Zu den Routineaufgaben von Sicherheitsbehörden gehören die Überwachung und der Schutz benachteiligter Kinder. Bei Erbauseinandersetzungen wird von Amts wegen ein Auge darauf geworfen, ob eventuell vorhandene uneheliche Kinder dabei zu ihrem Recht kommen.
Zur Sicherstellung der Rechte von Kindern bei Erbvorgängen sind Sicherheitsbehörden amtlicherseits verpflichtet, daher werden die hier beschriebenen Fälle in der nächsten Zeit neu aufgenommen und bei den zuständigen Gerichten zur Behandlung gebracht.

In den hier vorliegenden Fällen geht es um drei Erbschaftsangelegenheiten, eine in Halbenrain in der Steiermark angesiedelt, eine in der Nähe von Gleisdorf, und die dritte in Horgau, im westlichen Landkreis von Augsburg.

Im Gebiet von Halbenrain sind neununddreißig Abkömmlinge betroffen, dreiunddreißig Mädchen und sechs Jungen, alle inzwischen erwachsen.

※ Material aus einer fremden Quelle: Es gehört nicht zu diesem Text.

PR #28, opened 2025-11-28
add useSendFollowUpMessage hook

### LINKED ISSUE #27: Enable a widget to send a prompt to the LLM
## Description
Use the `window.openai.sendFollowUpMessage` method to send a prompt back to the client.

## Current Behavior
Currently it's possible to do this by calling `useOpenAiGlobal("sendFollowUpMessage")` but this seems to much of a "bare bone" solution for a framework.

## New Behavior
Creating a hook called `useSendFollowUpMessage` that returns the `sendFollowUpMessage` function. This function can be called inside button handlers to send a new prompt to the LLM.

```ts
export function useSendFollowUpMessage() {
  const sendFollowUpMessage = useCallback(
    async (prompt: string): Promise<void> => {
      if (!window.openai?.sendFollowUpMessage) {
        throw new Error("window.openai.sendFollowUpMessage is not available");
      }
      return window.openai.sendFollowUpMessage({ prompt });
    },
    []
  );
  return { sendFollowUpMessage };
}
```

Usage
```ts
const { sendFollowUpMessage } = useSendFollowUpMessage()

const handleRecipeRequest = () => {
    sendFollowUpMessage(
      'Based on the current fridge contents, propose me some recipes I can make with these ingredients.',
    );
  };

<button className='recipe-button' type='button' onClick={handleRecipeRequest}>
      Propose me recipes
</button>
```

## Resources
[window.openai docs](https://developers.openai.com/apps-sdk/build/chatgpt-ui)

Rodriguespn:
New `useSendFollowUpMessage` hook to follow up send prompt to the LLM

Closes #27

### DIFF
--- a/src/web/use-send-follow-up-message.ts
+++ b/src/web/use-send-follow-up-message.ts
@@ -11,5 +11,5 @@ export function useSendFollowUpMessage() {
     []
   );
 
-  return { sendFollowUpMessage };
+  return sendFollowUpMessage;
 }


fredericbarthelet (approved):
Thanks for your contribution @Rodriguespn ! LGTM
Only suggestion I may have is on the API of the hook.
There is only a single item returned from the hook, so I'd return it directly to allow easy renaming in implementation.

```ts
const send = useSendFollowUpMessage()
```

WDYT?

Auch die vier ehelichen Töchter der Familie sind nicht ausreichend bedacht worden, daher müssen sie ebenfalls in ein neues Verfahren einbezogen werden.
Der Halbenrainer Fall hängt zusammen mit dem Tod des allen Kindern gemeinsamen Vaters um das Jahr 1980. Ich selbst gehöre zur Halbenrainer Gruppe.

Im Gebiet von Horgau sind zehn Kinder betroffen, neun Mädchen und ein Junge, mit Ausnahme Ihrer Tochter inzwischen alle volljährig.
Im Fall Horgau lebt der gemeinsame Vater aber noch, hier läuft es auf eine Sicherung der Erbanteile für die unehelichen Kinder hinaus.

Im Gebiet von Gleisdorf sind bisher drei Kinder betroffen, drei Töchter.
Im Gleisdorfer Fall ist der Vater Ende 2007 verstorben, auch hier geht es um eine Sicherung von Erbanteilen.

Sie selbst gehören zur Gleisdorfer Gruppe.